Last week, 42 cyber security amateurs prevented a cyber-savvy burglar from breaking into an Internet of Things (IoT)-connected home, in an ultra-realistic simulated competition run by security consultancy Roke and Cabinet Office-backed Cyber Security Challenge UK. The competition sought to find the UK’s best, hidden cyber talent and encourage them into jobs on the frontline of the UK’s cyber defence.
Defending Roke’s historic manor house, the contestants formed specialised cyber-units tasked to identify and secure the vulnerabilities in new, intelligent household gadgets such as smart locks, cameras, smart lighting, connected coffee machines, and numerous other devices that would be manipulated by the burglar to get into the site. In a race against the enemy, the teams plotted out the hacker’s route, and discovered how he had compromised the system, exploiting various weaknesses to gain access. The objective was to prevent the burglar from getting access to important documents stored in the mansion’s office.
The competition reflected real-life cyber-attack scenarios; the type many security experts fear are leaving UK homes vulnerable to hackers. An investigation by Which? in June showed how hackers can break into home networks and connected devices in just a few days. It also found eight out of 15 IoT devices were easily hackable, providing opportunities for hackers to exploit both organisations and households. Insecure IoT devices had a global impact in late 2016, when the Mirai botnet hijacked default credentials in internet-connected devices to create a Distributed Denial of Service (DDoS) attack on popular services such as Netflix and Twitter, preventing access for users.
The scenario tested the teams’ abilities to investigate irregularities in the mansion’s system, using highly sought after skills such as network analysis and digital forensics. The competition also encouraged the contestants to adopt the mind-set of a criminal, assessing their likely approach and anticipating their next moves – a key skill for thwarting criminal attacks in the real world.
The ten individuals that will represent the UK in the European Cyber Security Challenge were: David Buchanan, Sofia McCall, James Nock, Ben Jackson, Kieran Amrane-Rendall, Harvey Stocks, Edward Godfrey, Matt Watkins, Tom Ryczanowski, and Laurence Tennant.
The highest scoring candidates that will progress to Masterclass were: Tim Carrington, Sophia McCall, Laurence Tennant, David Buchanan, Harrison Speight, Kieran Amrane-Rendall, Alastair Greaves and James Benson.
The cyber security industry is in critical need of more professionals to secure businesses and governments across the world. With a recent report by industry association (ISC)2 predicting the shortfall of skilled cyber workers to reach 1.8 million globally by 2022, companies must act fast to secure the digital economy from emerging threats.

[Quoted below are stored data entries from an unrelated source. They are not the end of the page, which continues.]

PR #7551, opened 2021-07-14
Remove extra dbatools.dll file

potatoqualitee:
We likely moved the library when we went to core and didn't clean the old library


potatoqualitee:
Tests pass on Windows and Linux, merging.

PR #7567, opened 2021-07-15
Restore-DbaDatabase - Fix SMO refresh

andreasjordan:
## Type of Change

 - [X] Bug fix (non-breaking change )

As the connection context might have been changed by Connect-DbaInstance, `.Equals` does not work here in any cases.
So be better test for the type, that works.
And we refresh the original input object.


potatoqualitee (approved):
Nice!

PR #7429, opened 2021-06-10
Replication commands - document commands as unsupported

andreasjordan:
## Type of Change

 - [x] Bug fix (non-breaking change, fixes #6548 (and already closed #6897 )
 - [ ] New feature (non-breaking change, adds functionality, fixes # )
 - [ ] Breaking change (effects multiple commands or functionality, fixes # )
 - [ ] Ran manual Pester test and has passed (`.\tests\manual.pester.ps1)
 - [ ] Adding code coverage to existing functionality
 - [ ] Pester test is included
 - [ ] If new file reference added for test, has is been added to github.com/sqlcollaborative/appveyor-lab ?
 - [ ] Nunit test is included
 - [ ] Documentation
 - [ ] Build system
 
Document relication functions as currently unsupported and lead to issue #7428 for more information.

PR #7573, opened 2021-07-16
Remove SSIS Commands - Incompatible SMO version

### LINKED ISSUE #7553: Check for SSIS Compat

Yes

Now that we've got new SMOs, I still need to investigate the change's impact on the SSIS commands before 1.1.0

### Steps to Reproduce

```powershell
any
```

Yes

### Other details or mentions

_No response_

### PowerShell Host Version

any

any

potatoqualitee:
fixes #7553

Seems these have not been doable for a while -- the DLLs were not even loaded. Ultimately, these commands were always problematic because of the DLLs. Just commenting them out until... later? Unsure when they'll be ported to the new SMO.

### DIFF
--- a/dbatools.psd1
+++ b/dbatools.psd1
@@ -531,13 +531,13 @@
         # noncoresmo
         # SMO issues
         'Export-DbaUser',
-        'Get-DbaSsisExecutionHistory',
+        #'Get-DbaSsisExecutionHistory',
         'Get-DbaRepDistributor',
         'Copy-DbaPolicyManagement',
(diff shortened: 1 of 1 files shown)


andreasjordan:
Maybe add a note in the documentation of these commands like in #7429?

potatoqualitee:
I'm thinking that I'll do some DLL cleanups for both Replication and SSIS. I'll add the commands back, remove our own DLLs, add `[System.Reflection.Assembly]::LoadWithPartialName`, add warnings, etc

The competitors qualified from a series of online challenges and were assessed on the day by a team of industry experts who marked their proficiencies against today’s professional requirements. The top performers from the event will have secured a coveted place in the Masterclass grand finale in November. The assessors also selected a group of contestants to compete in the prestigious European Cyber Security Challenge competition against teams from a host of European countries.
Anyone interested in taking part in these competitions can sign up and play today at www.cybersecuritychallenge.org.uk.
Nigel Harrison, acting Chief Executive of Cyber Security Challenge UK said: “Our competitions are designed to mirror the new and emerging cyber threats that society is now facing. The types of scenarios that we put our candidates through are based on real-world scenarios, but with an added twist to really see who has the skills and potential to join the profession. Demand for talent still outstrips supply when it comes to cyber security professionals and demand is only going to grow in the coming years. These competitions are a great way for candidates to experience what the industry is like and for employers to pick out potential recruits. We’d encourage anyone interested in cyber security to sign up and play today.”
Mark West, Information Security Lead, at Roke said: “The desire for convenience means our homes are filling with devices that talk to and share information with each other, with our phones, and with servers on the Internet. But the downside of the lights being on as you arrive home or a camera that allows you to see and talk to your pets when you’re not there, is the risk that a hacker could use these systems to gain access to your personal data. It’s vital that we have the ability to make sure that these devices are secure. This competition is designed to encourage the next generation that can help companies like ours do just that and protect the nation as a whole.”